* Task description
Gather all lines in the entries that include the word "style".

[Stored data]
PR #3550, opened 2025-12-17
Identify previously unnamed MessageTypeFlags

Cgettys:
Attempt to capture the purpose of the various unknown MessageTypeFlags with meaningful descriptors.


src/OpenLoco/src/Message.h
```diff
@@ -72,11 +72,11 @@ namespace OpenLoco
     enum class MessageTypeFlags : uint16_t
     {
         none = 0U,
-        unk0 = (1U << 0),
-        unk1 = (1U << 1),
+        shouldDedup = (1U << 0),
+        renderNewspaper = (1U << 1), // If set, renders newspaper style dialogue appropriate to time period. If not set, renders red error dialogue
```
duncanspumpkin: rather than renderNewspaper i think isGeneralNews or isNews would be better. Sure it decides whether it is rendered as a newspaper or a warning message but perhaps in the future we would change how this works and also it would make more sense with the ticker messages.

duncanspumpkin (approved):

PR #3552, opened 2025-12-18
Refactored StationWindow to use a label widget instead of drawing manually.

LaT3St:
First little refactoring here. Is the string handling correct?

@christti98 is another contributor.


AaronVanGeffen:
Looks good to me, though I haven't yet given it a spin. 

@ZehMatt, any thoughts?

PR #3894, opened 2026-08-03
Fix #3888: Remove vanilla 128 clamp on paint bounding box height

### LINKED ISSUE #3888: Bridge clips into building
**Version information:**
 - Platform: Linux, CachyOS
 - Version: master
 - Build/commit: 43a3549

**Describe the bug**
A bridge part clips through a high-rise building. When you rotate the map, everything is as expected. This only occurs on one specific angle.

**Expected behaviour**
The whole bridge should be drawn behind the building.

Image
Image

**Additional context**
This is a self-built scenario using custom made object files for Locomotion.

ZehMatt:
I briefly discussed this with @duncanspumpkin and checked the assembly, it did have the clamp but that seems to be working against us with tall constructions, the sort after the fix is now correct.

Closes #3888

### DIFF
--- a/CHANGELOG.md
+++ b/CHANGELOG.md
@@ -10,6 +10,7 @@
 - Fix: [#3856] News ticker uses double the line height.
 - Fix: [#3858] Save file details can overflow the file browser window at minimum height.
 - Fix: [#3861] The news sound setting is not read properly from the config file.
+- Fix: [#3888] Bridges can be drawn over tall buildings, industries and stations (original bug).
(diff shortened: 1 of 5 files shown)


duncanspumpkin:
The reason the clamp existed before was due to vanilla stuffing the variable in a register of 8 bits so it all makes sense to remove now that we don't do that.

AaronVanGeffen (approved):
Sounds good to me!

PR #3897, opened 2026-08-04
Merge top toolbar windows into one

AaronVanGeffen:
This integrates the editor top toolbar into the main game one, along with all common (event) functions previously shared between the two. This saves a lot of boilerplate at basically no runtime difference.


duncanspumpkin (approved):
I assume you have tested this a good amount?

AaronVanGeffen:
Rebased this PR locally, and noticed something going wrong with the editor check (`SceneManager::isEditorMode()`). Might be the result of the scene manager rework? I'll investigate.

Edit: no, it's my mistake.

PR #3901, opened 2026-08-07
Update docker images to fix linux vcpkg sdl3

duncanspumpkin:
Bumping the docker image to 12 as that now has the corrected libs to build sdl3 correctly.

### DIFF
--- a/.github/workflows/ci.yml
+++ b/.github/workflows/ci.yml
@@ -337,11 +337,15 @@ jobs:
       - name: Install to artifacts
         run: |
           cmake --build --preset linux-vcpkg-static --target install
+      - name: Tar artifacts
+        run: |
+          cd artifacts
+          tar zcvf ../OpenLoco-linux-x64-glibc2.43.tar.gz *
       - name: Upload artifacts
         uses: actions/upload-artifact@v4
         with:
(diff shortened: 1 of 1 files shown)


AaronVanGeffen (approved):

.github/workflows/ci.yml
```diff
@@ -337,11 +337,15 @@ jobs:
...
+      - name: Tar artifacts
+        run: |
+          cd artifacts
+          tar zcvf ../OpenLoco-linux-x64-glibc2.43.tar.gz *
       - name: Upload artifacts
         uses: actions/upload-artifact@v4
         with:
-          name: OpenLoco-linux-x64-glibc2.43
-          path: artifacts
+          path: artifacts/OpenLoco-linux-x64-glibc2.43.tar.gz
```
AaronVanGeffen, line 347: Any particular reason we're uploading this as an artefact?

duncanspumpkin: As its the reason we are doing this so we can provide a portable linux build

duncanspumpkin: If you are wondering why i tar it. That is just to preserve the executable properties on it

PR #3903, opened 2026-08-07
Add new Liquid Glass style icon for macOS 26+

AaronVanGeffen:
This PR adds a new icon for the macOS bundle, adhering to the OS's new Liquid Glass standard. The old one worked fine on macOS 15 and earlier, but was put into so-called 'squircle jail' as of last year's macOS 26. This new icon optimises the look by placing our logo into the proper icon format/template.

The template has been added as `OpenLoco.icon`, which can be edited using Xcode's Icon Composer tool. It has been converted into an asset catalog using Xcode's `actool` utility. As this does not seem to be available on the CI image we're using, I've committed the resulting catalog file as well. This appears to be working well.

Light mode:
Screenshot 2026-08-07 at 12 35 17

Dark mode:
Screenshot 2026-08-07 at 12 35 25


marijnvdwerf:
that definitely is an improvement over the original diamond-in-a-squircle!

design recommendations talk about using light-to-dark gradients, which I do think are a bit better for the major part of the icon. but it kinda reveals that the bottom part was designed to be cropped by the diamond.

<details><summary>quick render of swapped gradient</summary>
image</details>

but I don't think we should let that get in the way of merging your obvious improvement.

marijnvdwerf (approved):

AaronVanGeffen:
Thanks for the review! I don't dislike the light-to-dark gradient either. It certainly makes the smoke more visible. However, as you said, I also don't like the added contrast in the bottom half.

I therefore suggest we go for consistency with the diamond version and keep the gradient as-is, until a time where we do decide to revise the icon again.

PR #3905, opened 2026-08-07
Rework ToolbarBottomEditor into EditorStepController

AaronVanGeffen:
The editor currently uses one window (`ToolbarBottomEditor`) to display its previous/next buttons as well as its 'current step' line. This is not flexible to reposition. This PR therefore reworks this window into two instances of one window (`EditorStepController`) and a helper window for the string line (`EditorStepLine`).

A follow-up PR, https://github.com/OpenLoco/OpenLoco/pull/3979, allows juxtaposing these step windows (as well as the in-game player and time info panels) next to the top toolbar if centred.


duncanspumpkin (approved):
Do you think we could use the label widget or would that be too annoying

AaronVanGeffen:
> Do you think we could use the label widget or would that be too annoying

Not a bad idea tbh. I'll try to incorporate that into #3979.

* Result
+        renderNewspaper = (1U << 1), // If set, renders newspaper style dialogue appropriate to time period. If not set, renders red error dialogue
Add new Liquid Glass style icon for macOS 26+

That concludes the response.